PR #1034, opened 2023-02-28
rpc module: refactor subscriptions to return `impl IntoSubscriptionResponse`

niklasad1:
The goal with this PR is to simplify the subscription API from the server-side of things.

Previously the subscriptions were changed to return `Result` for ergonomics but the errors were never used and only logged after the latest refactoring. 

One problem with the current API is that "result error bailing" is hard to get right and might cause the error not to sent the client.

This PR adds a new trait `IntoSubscriptionCloseResponse` which can be implemented for customized types and it is implemented for `Result<(), StringError> and ()` by jsonrpsee

### Result

Once an error occurs it's sent out a subscription error notification

```rust
    module
        .register_subscription("my_sub", "my_sub", "my_unsub", |_, pending, _| async move {
            let mut sink = pending.accept().await?;
            sink.send("foo").await?;
            Ok(())
        })
        .unwrap();
```

The outcome is that the proc macro APIs can't assume that the return type will be `Result<(), Error>` anymore instead it could be any type that implement `IntoSubscriptionResponse`


core/src/server/rpc_module.rs
```diff
@@ -838,14 +866,28 @@ impl<Context: Send + Sync + 'static> RpcModule<Context> {
 					let sub_fut = callback(params.into_owned(), sink, ctx.clone());
 
 					tokio::spawn(async move {
-						if let Err(SubscriptionCallbackError::Some(msg)) = sub_fut.await {
-							tracing::warn!("Subscribe call `{subscribe_method_name}` failed: {msg}");
+						match sub_fut.await {
+							Some(Err(msg)) if tx.is_closed() => {
```
niklasad1, line 870: disable to send out notifications on subscription that hasn't been accepted.

tests/tests/rpc_module.rs
```diff
@@ -424,10 +419,8 @@ async fn reject_works() {
 	module
 		.register_subscription("my_sub", "my_sub", "my_unsub", |_, pending, _| async move {
 			let err = ErrorObject::borrowed(PARSE_ERROR_CODE, &"rejected", None);
-			let res = pending.reject(err.into_owned()).await;
-			assert!(matches!(res, Ok(())));
-
-			Ok(())
+			pending.reject(err.into_owned()).await;
+			None
```
jsdw, line 423: If you return an error instead of calling `pending.reject`, what will happen? And if you return an error as well as calling it, what happens?

I guess I'd hope that `pending.reject()` can actually go away in favour of returning an error, so that there's exactly one way to return an error from a subscription which also guarantees it's ended (the callback has returned).

niklasad1: it will deny the subscription will a default error and the returned error will be ignored as it's not valid to send out notifications before the subscription call has been answered.

core/src/server/mod.rs
```diff
@@ -32,3 +32,48 @@ pub mod helpers;
...
+/// Extension trait that converts errors into an optional error message.
+///
+/// Internally it converts an `Result<T, Error>` into `Result<T, Option<Error>`
+/// which forces users to convert `Error` to `Option<SubscriptionMessage>`
+/// where `Some(msg)` represents that the message is sent as subscription notification error
+/// and `None` doesn't do anything.
+///
+/// This is implemented for the types in jsonrpsee where the behavior is not application dependent.
+/// For other types you have to implement this trait or deal with it manually.
+pub trait MapSubscriptionError<T> {
```
niklasad1, line 52: I'm not sure that we should have this trait, it works good for user-defined types but for other types from jsonrpsee such as `TrySendError`, `SendTimeoutError` then folks has to move them into a new type to not bump orphan rule issues.

niklasad1: also to `map_err` works now so perhaps better just to have that

tests/tests/rpc_module.rs
niklasad1: hmm, good point we could actually take the error and call reject on the hood.

that's a nice API improvement IMHO

niklasad1: it's a bit tricky to implement with the middleware but I'll like to tackle it in another PR for sure.

core/src/server/mod.rs
jsdw: Mmm I'm not super keen on this trait; if I was going for any trait it'd be something like:

```rust
trait IntoResponse {
    fn into_response(self) -> SubscriptionCloseResponse
}

impl IntoResponse for Option<T> where T: Into<SubscriptionMessage> {
    fn into_response(self) ->  SubscriptionCloseResponse {
         // None means nothing returned, Some(msg) means a non-error msg is returned
    }
}

impl IntoResponse for Result<T, E> {
    fn into_response(self) ->  SubscriptionCloseResponse {
          // Err(e) means error returned, Ok(m) means a non-error msg is returned
    }
}
```

But should `Ok(())` and `None` mean that no message is returned at all, or with `Ok(())` would you get back `[]` as a message? It feels like it would be safer if no message came back (otherwise using `Result` there is no way _not_ to return some message if all goes ok), and you just have to explicitly send one yourself (or register one to be sent on the sink).

So I guess I'd only support `Result<(),IntoError>` and `Option<()>`, and then we can ergonomically return errors using `Result` and `?` or ergonomically return but emit no errors with `Option` and `None`.

So one could write:

```rust
module.register_subscription("my_sub", "my_sub", "my_unsub", |_, pending, _| async move {
	// Do stuff; can use ? to return errors here
    pending.accept().await?;

	Ok(())
})
```

Or one can opt to not return errors like this:

```rust
module.register_subscription("my_sub", "my_sub", "my_unsub", |_, pending, _| async move {
	// Due to return type, need to `.ok()` explicitly to throw away errors.
    pending.accept().await.ok()?;

	None
})
```

And maybe if you want to send a default closing message some api like:

```rust
module.register_subscription("my_sub", "my_sub", "my_unsub", |_, pending, _| async move {
    let mut sink = pending.accept().await.ok()?;

    // register message to be sent when closes (presumably if an error is returned because we
    // allow this via `Result`, we will either send this just prior to the error, or not send it at all 
    // (don't know that it matters which one!):
    sink.send_on_close(|| SomeMessage);

	None
})
```

But if all of that is sortof annoying or too much effort, then the alternative which I also think is perfectly reasonable is to only return `()` (and force error handling to be done by the user), or only return `Result<(), SomeError>` to force the user to do `pending.accept().await? else { /* handle error manually each time */ }` but make it easy if the user wants to return errors by default.

Really, the only thing I don't like about the currently released interface is that you can return the error and then it's silently discarded, which I think may be surprising.

jsdw: I guess the current API you've settled on without the trait is pretty much equivalent to returning `()` in terms of usability, except for allowing the user to return some message (or error I think?) if they like. So I'm also happy with that offhand if that's what you prefer!

niklasad1: The reason why I didn't go down the `into_response` route is because it didn't work with `?` but maybe I did something wrong when I tried it.

niklasad1: so yeah, I got it working as well but as the type inference forces the `async block` to return `Result or Option` with the design which makes it not possible to ignore some error but in another scenario return an error if that makes sense :)

[example here](https://play.rust-lang.org/?version=stable&mode=debug&edition=2021&gist=d7429031e971510c4ffd00f347df433b)

jsdw: > which makes it not possible to ignore some error but in another scenario return an error in the same async block

I think you mean that you want some errors to be ignored (eg connection closed) when `?` is applied on them, while letting other errors propagate to the user?

`IntoResponse` could always expect an error enum to be returned and then "connection closed" style errors can be manually filtered out if they are seen? Or errors can impl `Into<ResponseError>` which would have the error info and also note whether it should be sent to the user or not (http libraries sometimes do similar stuff; sending 4xx errors to users and only logging 5xx errors on the server while sending the user some generic message)

But I might be missing the point so apologies if so!

niklasad1: Yeah, that's true maybe I'm a bit narrow minded but initially the idea was that `return Option == ignore error` and `return Err == always propagate the error` to make it explicit for the user.

Having what you suggested is nice but isn't really what I had in mind and easy to "bail early with ?`....

jsdw: > but initially the idea was that return Option == ignore error and return Err == always propagate the error to make it explicit for the user.

Yup that was definitely the thinking but I thought you were raising that not all errors should be returned by default, but I may have misunderstood!

niklasad1: yeah sorry I was more picking hair on the that you can't really return `Result and Option` from the substration callback and tried to elaborate that it's ok but yeah we could ignore some error but it doesn't really matter if the connection is closed anyway :P

I think I prefer your suggestion anyway, I'll give it a try again

server/src/tests/ws.rs
```diff
@@ -687,9 +695,9 @@ async fn ws_server_backpressure_works() {
 			"n",
 			"unsubscribe_with_backpressure_aggregation",
 			move |_, pending, mut backpressure_tx| async move {
-				let sink = pending.accept().await?;
-				let n = SubscriptionMessage::from_json(&1).unwrap();
-				let bp = SubscriptionMessage::from_json(&2).unwrap();
+				let sink = pending.accept().await.map_err(|e| anyhow::anyhow!("{:?}", e))?;
```
niklasad1, line 698:
```suggestion
				let sink = pending.accept().await?;
```

proc-macros/src/lib.rs
```diff
@@ -293,23 +293,21 @@ pub(crate) mod visitor;
...
 ///         }
 ///
 ///         // Send out two values on the subscription.
 ///         async fn sub(&self, pending: PendingSubscriptionSink) -> SubscriptionResult {
-///             let sink = pending.accept().await?;
+///             let sink = pending.accept().await.map_err(|_| None)?;
 ///
-///             let msg1 = SubscriptionMessage::from_json(&"Response_A")?;
-///             let msg2 = SubscriptionMessage::from_json(&"Response_B")?;
+///             let msg1 = SubscriptionMessage::from_json(&"Response_A").expect("Infallible");
```
jsdw, line 305: I don't get this yet; wouldn't `from_json` reject the invalid json "Response_A"?

proc-macros/src/lib.rs
```diff
@@ -293,23 +293,21 @@ pub(crate) mod visitor;
...
+///             // As &str is quite common and the serialization is infallible this is also possible to use.
+///             let msg2 = SubscriptionMessage::from("Response_B");
 ///
-///             sink.send(msg1).await?;
-///             sink.send(msg2).await?;
+///             sink.send(msg1).await.map_err(|_| None)?;
+///             sink.send(msg2).await.map_err(|_| None)?;
```
jsdw, line 310: Since we're just throwing away the message, does it make sense for the example to `map_err(|_| None)` everywhere insetad of returning some `anyhow::Error` or something?

benches/helpers.rs
```diff
@@ -151,11 +151,11 @@ pub async fn ws_server(handle: tokio::runtime::Handle) -> (String, jsonrpsee::se
 			SUB_METHOD_NAME,
 			UNSUB_METHOD_NAME,
 			|_params, pending, _ctx| async move {
-				let sink = pending.accept().await?;
+				let sink = pending.accept().await.unwrap();
 				let msg = SubscriptionMessage::from("Hello");
-				sink.send(msg).await?;
+				sink.send(msg).await.unwrap();
```
jsdw, line 156: Nit; is there any harm in using `?` here?

core/src/server/error.rs
```diff
@@ -0,0 +1,96 @@
...
+	#[error("Timed out waiting on send operation")]
+	Timeout(SubscriptionMessage),
+	/// The channel is full.
+	#[error("Closed")]
+	Closed(SubscriptionMessage),
+}
+
+/// The error returned while accepting or rejecting a subscription.
+#[derive(Debug, Copy, Clone, thiserror::Error)]
+pub struct SubscriptionAcceptRejectError;
```
jsdw, line 60: Nit: `SubscriptionAcceptRejectError` is a bit confusing to me; something like `PendingSubscriptionAcceptError` maybe? (it's an error accepting a pending subscription)

proc-macros/src/lib.rs
niklasad1: I haven't updated this file yet :)

core/src/server/error.rs
```diff
@@ -0,0 +1,96 @@
...
+
+impl std::fmt::Display for SubscriptionAcceptRejectError {
+	fn fmt(&self, f: &mut fmt::Formatter<'_>) -> fmt::Result {
+		f.write_str("The remote peer closed the connection")
+	}
+}
```
jsdw, line 66: Since `thiserror` is being used, I think you could also add an `#[error("The remote peer closed the connection")]` to the type for the same effect (and for DisconnectError)

core/src/server/rpc_module.rs
```diff
@@ -721,39 +561,73 @@ impl<Context: Send + Sync + 'static> RpcModule<Context> {
...
-	/// for a more ergonomic API and is not used (except logged for user-related caused errors).
-	/// By default jsonrpsee doesn't send any special close notification,
-	/// it can be a footgun if one wants to send out a "special notification" to indicate that an error occurred.
+	/// An async block which returns something that implements [`crate::server::IntoSubscriptionResponse`] which
+	/// decides what action to take once the subscription callback returns i.e, whether to sent out another message
+	/// on the subscription stream before closing down it.
+	///
+	/// This is implemented for `Result<T, E>` and `Option<T>`.
+	///
+	/// It's recommended to use `Result` if you want to propagate the error as special error notification
```
jsdw, line 570: I haven't checked yet, but if the subscription returns an error before `pending.accept()` does that also come back (but as an error to the subscription request rather than an error notification). Maybe the text should be more general and just say something like "Use `Result` if you want the error to be sent back to the user. Use `Option` if you'd like to avoid sending any errors back to the user."?

core/src/server/rpc_module.rs
```diff
@@ -721,39 +561,73 @@ impl<Context: Send + Sync + 'static> RpcModule<Context> {
...
+	/// and `Option` if no error's should be propagated.
 	///
-	/// If you want to a special error notification use `SubscriptionSink::close` or
-	/// `SubscriptionSink::send` before returning from the async block.
+	/// Another option is to implement [`crate::server::IntoSubscriptionResponse`] if you want customized behaviour.
+	///
+	/// The error notification has the following format:
```
jsdw, line 575: If I'm right above, maybe also add a note on what the error looks like if the Subscription wasn't accepted yet?

core/src/server/rpc_module.rs
```diff
@@ -721,39 +561,73 @@ impl<Context: Send + Sync + 'static> RpcModule<Context> {
...
 	///
 	/// let mut ctx = RpcModule::new(99_usize);
 	/// ctx.register_subscription("sub", "notif_name", "unsub", |params, pending, ctx| async move {
-	///     let x = params.one::<usize>()?;
 	///
-	///     // mark the subscription is accepted after the params has been parsed successful.
+	///     let x = match params.one::<usize>() {
+	///         Ok(x) => x,
+	///         Err(e) => {
+	///            pending.reject(ErrorObjectOwned::from(e)).await;
```
jsdw, line 603: I wondered whether a user could return an error for this too, but realised that you _have_ to return some sort of error for this, so yeah I see why it's separate and it makes sense to me!

(I guess 99% of the time people will just `pending.accept()` anyway!)

core/src/server/rpc_module.rs
jsdw: Ah I see; it is a different thing!

core/src/server/rpc_module.rs
jsdw: Ah nevermind; it's a different thing and the user has to `reject()` with an error, which makes sense, so ignore this :)

core/src/server/subscription.rs
```diff
@@ -0,0 +1,475 @@
...
+pub enum SubscriptionCloseResponse {
+	/// No further message will be sent.
+	None,
+	/// Send a ordinary subscription response.
+	Some(SubscriptionMessage),
+	/// Send a subscription error response.
+	Err(SubscriptionMessage),
+}
+
+impl<T> IntoSubscriptionResponse for Option<T>
```
jsdw, line 61: Nit: I feel like this name, `IntoSubscriptionResponse`, should be consistent with the name of the thing that's it converts stuff into (ie maybe `SubscriptionResponse` rather than `SubscriptionCloseResponse`)

core/src/server/subscription.rs
```diff
@@ -0,0 +1,475 @@
...
+pub struct SubscriptionKey {
+	pub(crate) conn_id: ConnectionId,
+	pub(crate) sub_id: SubscriptionId<'static>,
+}
+
+#[derive(Debug, Clone, Copy)]
+pub(crate) enum SubNotifResultOrError {
+	Result,
+	Error,
+}
```
jsdw, line 142: Nit: since `Result` is a thing with an `Ok` or `Err` variant already, maybe `Response, Error` makes more sense here than `Result, Error` for the variant names?

core/src/server/subscription.rs
```diff
@@ -0,0 +1,475 @@
...
+	pub(crate) subscribers: Subscribers,
+	/// Unique subscription.
+	pub(crate) uniq_sub: SubscriptionKey,
+	/// ID of the `subscription call` (i.e. not the same as subscription id) which is used
+	/// to reply to subscription method call and must only be used once.
+	pub(crate) id: Id<'static>,
+	/// Sender to answer the subscribe call.
+	pub(crate) subscribe: mpsc::Sender<MethodResponse>,
+	/// Subscription permit.
+	pub(crate) permit: SubscriptionPermit,
```
jsdw, line 203: Nit: I'm wondering how many of these need to be `pub(crate)` and whether we can hide a bit more

core/src/server/rpc_module.rs
niklasad1: This applies only to subscription notifications i.e, subscription messages and before that the subscription has been accepted we don't allow any messages to be sent. So those are ignored unless the `reject` is called explicitly. 

However, it would be nice to incorporate that in the callback and let remove `reject API`

TLDR: Returning stuff before `accept` has no effect.

niklasad1: So, I want to keep it out of this PR but indeed this is hairy stuff to understand.

core/src/server/subscription.rs
```diff
@@ -0,0 +1,475 @@
...
+	/// Reject the subscription call with the error from [`jsonrpsee_types::error::ErrorObject`].
+	pub async fn reject(self, err: impl Into<ErrorObjectOwned>) {
+		let err = MethodResponse::error(self.id, err.into());
+		_ = self.inner.send(err.result.clone()).await;
+		_ = self.subscribe.send(err).await;
+	}
+
+	/// Attempt to accept the subscription and respond the subscription method call.
+	///
+	/// Returns `None` if the connection is already closed, `Some(SubscriptionSink)` otherwise.
```
jsdw, line 216: Comment out of date

server/src/tests/ws.rs
```diff
@@ -404,11 +404,13 @@ async fn register_methods_works() {
 	assert!(module.register_method("say_hello", |_, _| Ok("lo")).is_ok());
 	assert!(module.register_method("say_hello", |_, _| Ok("lo")).is_err());
 	assert!(module
-		.register_subscription("subscribe_hello", "subscribe_hello", "unsubscribe_hello", |_, _, _| async { Ok(()) })
+		.register_subscription("subscribe_hello", "subscribe_hello", "unsubscribe_hello", |_, _, _| async {
+			Ok::<_, String>(())
```
jsdw, line 408: I guess these things could also be `Some(())` now to avoid type inference on error stuff?

core/src/server/rpc_module.rs
jsdw: Yeah makes sense; I can imagine that if the user returns an IntoResponse thing before calling `pending.accept()`, that maybe it could return the error they gave back (if a `Result` type was used) or just return some default error. And then maybe keep `pending.reject(explicit_error)` around so that even if the user wants to return `Option` from the subscription, they can still send a non-default error back here if they want.

But yeah, definitely can be a separate PR if wanted :)

benches/helpers.rs
niklasad1: no :)

I didn't change it after playing around with different approaches.

core/src/server/error.rs
niklasad1: nice catch, didn't know that it worked on structs

core/src/server/rpc_module.rs
```diff
@@ -474,7 +316,7 @@ impl Methods {
 			Some(MethodCallback::Async(cb)) => (cb)(id.into_owned(), params.into_owned(), 0, usize::MAX).await,
 			Some(MethodCallback::Subscription(cb)) => {
 				let conn_state =
-					ConnState { conn_id: 0, id_provider: &RandomIntegerIdProvider, subscription_permit: p1 };
+					SubscriptionState { conn_id: 0, id_provider: &RandomIntegerIdProvider, subscription_permit: p1 };
```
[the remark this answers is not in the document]
niklasad1: it's just to `mock` a `SubscriptionPermit` when it's used for tests/raw calls on RPC module without a "real transport".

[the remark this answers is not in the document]
niklasad1: hopefully more readable in https://github.com/paritytech/jsonrpsee/pull/1034/commits/438371b99873f691cd848ceb0b307cc68dbcb905

core/src/server/subscription.rs
niklasad1: it's instantiated from the `RpcModule` so needs to be `pub(crate)` or having `pub(crate) fn new`

core/src/server/helpers.rs
```diff
@@ -191,59 +189,6 @@ pub fn prepare_error(data: &[u8]) -> (Id<'_>, ErrorCode) {
...
-	/// Get the handle to [`tokio::sync::Notify`].
-	pub fn handle(&self) -> Arc<Notify> {
-		self.resource.clone()
-	}
-}
-
-/// Wrapper over [`tokio::sync::Notify`] with bounds check.
-#[derive(Debug, Clone)]
-pub struct BoundedSubscriptions {
-	resource: Arc<Notify>,
```
niklasad1, line 211: these `Arc<Notify>` are not used anymore

proc-macros/tests/ui/incorrect/sub/sub_unsupported_field.rs
```diff
@@ -4,7 +4,7 @@ use jsonrpsee::proc_macros::rpc;
 #[rpc(client, server)]
 pub trait UnsupportedField {
 	#[subscription(name = "sub", unsubscribe = "unsub", item = u8, magic = true)]
-	async fn sub(&self);
+	async fn sub(&self) -> RpcResult<()>;
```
= = = =
Take each line of the material above that holds the string "client" and copy it.

One problem with the current API is that "result error bailing" is hard to get right and might cause the error not to sent the client.
 #[rpc(client, server)]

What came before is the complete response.